Data Quality and Ownership is the foundation of all BI Initiatives

datagovernance_ris_03-09-15

How many times have you looked at a report or dashboard and you quickly question the accuracy of what you’re looking at?  If your first reaction is that there is a problem with the software, then you’re looking in the wrong place.  Most Business Intelligence (BI) initiatives fail not because the software isn’t right for the job, they fail because people don’t pay enough attention to the data quality.  To make information actionable for business improvement, the real goal of any BI initiative, you need to have a good data governance program in place.  Only when you’ve got a good handle on the raw data can you turn your attention to how the information is presented.  Taking it another step further, you can’t even begin to think about advance analytics and machine learning without top quality data.

Most companies end up having a data quality problem before they even realize it.  If you’re in a consumer facing business, how many applications do you have that contain the same information about your customer?  Sales will have one set, your account record system another, add in your customer service application and your billing systems and you can see where this can get out of control.  Unless these are all in one application, you’ve got a data quality issue.

In the Commercial and Corporate Real Estate world where I spend my time these days, organizations have multiple systems that contain building information, tenant, square footage, rent, lease information and headcount, just to name a few.  If you’re a rapidly growing company, your first priority is just finding space for your workers and getting your product out the door.  Customer service and time to market are your focus, not the data mastering of your real estate systems as an example.
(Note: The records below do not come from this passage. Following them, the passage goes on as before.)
PR #1835, opened 2018-10-11
Fix/sass compile on linux x64

uncleempty:
For: https://oat-sa.atlassian.net/browse/TAO-7052.
On Linux 64bits, install TAO.
Install last versions of node.js and npm.
Got to `tao/views/build` and run `npm install`

node-sass is installed you can try to run `npx grunt taosass` to compile SASS to CSS.

### DIFF
--- a/views/build/Gruntfile.js
+++ b/views/build/Gruntfile.js
@@ -59,6 +59,17 @@ module.exports = function(grunt) {
      // Load local tasks.
     grunt.loadTasks('tasks');
 
+    //instantiate sass module
+    const sass = require('node-sass');
+    //set initial config for sass to make 3.x.x branches of grunt-sass work, see https://github.com/nodejs/nan/issues/504#issuecomment-385296082, https://github.com/sourcey/spectacle/issues/156#issuecomment-401731543
+    grunt.initConfig({
+        sass: {
+                options: {
+                           implementation: sass
+                }
+        }
+    });
+
     /*
      * Load separated configs into each extension
      */
--- a/views/build/package.json
+++ b/views/build/package.json
@@ -31,7 +31,7 @@
     "grunt-notify": "^0.4.3",
     "grunt-qunit-junit": "^0.3.0",
     "grunt-replace": "^0.11.0",
-    "grunt-sass": "^2.0.0",
+    "grunt-sass": "^3.0.0",
     "load-grunt-tasks": "^3.4.0",
     "lodash": "^4.13.1",
     "time-grunt": "^1.0.0",
--- a/views/build/package.json
+++ b/views/build/package.json
@@ -34,6 +34,7 @@
     "grunt-sass": "^2.0.0",
     "load-grunt-tasks": "^3.4.0",
     "lodash": "^4.13.1",
-    "time-grunt": "^1.0.0"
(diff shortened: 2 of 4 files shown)


views/build/Gruntfile.js
```diff
@@ -59,6 +59,17 @@ module.exports = function(grunt) {
      // Load local tasks.
     grunt.loadTasks('tasks');
 
+    //instantiate sass module
+    const sass = require('node-sass');
+    //set initial config for sass to make 3.x.x branches of grunt-sass work, see https://github.com/nodejs/nan/issues/504#issuecomment-385296082, https://github.com/sourcey/spectacle/issues/156#issuecomment-401731543
+    grunt.initConfig({
+        sass: {
+                options: {
```
krampstudio: please define the options in the main sass config file : `tao/views/build/grunt/sass.js`  : https://github.com/oat-sa/tao-core/blob/develop/views/build/grunt/sass.js#L9

views/build/package.json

No matter your  business, you need to setup a good data governance program before embarking on a BI or data analysis initiative for all of your systems. In particular, you need to:

  1. Identify your key data points that are the most important to you.  You shouldn’t boil the ocean with every piece of data as a start, so determine what are the key pieces of information that you care about the most.  This can be obtained from most of the reports you look at today, or the reports & dashboards that you would like to see.
  2. Most likely, some of that information will be in more than one application.  Determine which system will be your master.  This is typically the system that houses the ongoing changes of your key data points.  If it’s a customer, then it’s likely your account management system.  For a building, it’s usually your space planning application where CAD drawings and other up to the minute changes reside.
  3. Determine who owns the data.  The owner is the group that has the business ownership of the data.  In many cases, this is not who is maintaining the data as that’s done as a service by other departments or organizations.  This is one of the most important steps in improving your data.  Without a recognized and agreed to owner, no one is stepping up to ensure the data is accurate.
  4. Once you’ve got an owner, then you can determine who is best to maintain it.  This “data steward”, is responsible for ensuring the information is maintained as accurately and timely as possible.  They work under the direction of the owner when conflicts or questions arise.
  5. What’s your process for ensuring the data stays clean and is updated in a timely manner?  What’s the process for resolving conflicts if there are questions?  Data Governance is not a “create it and leave it” program.  It needs constant nurturing as new data points are added, new systems included or replaced, or new business needs.

With respect to Machine Learning, data quality is a fundamental necessity.  If you feed an algorithm bad data, you’ll get bad results and you won’t even know it.  Don’t even go there unless you’ve got a good foundation with data governance at the core.

There are more tools available today that support a good data governance program. The tools can help highlight inconsistencies, duplicates and anomalies that require attention, and they can be a valuable aid in assisting your data stewards or analysts. Still, these tools should not be deployed unless you’ve got a good program setup, with a top-down organizational buy-in.

Data Governance is not a sexy concept and many organizations don’t take the extra time and effort in focusing on getting it setup. If you’re serious about your Business Intelligence initiative, don’t be that lazy organization. Take the time and effort upfront, and you’ll end up with a more successful BI program in the end.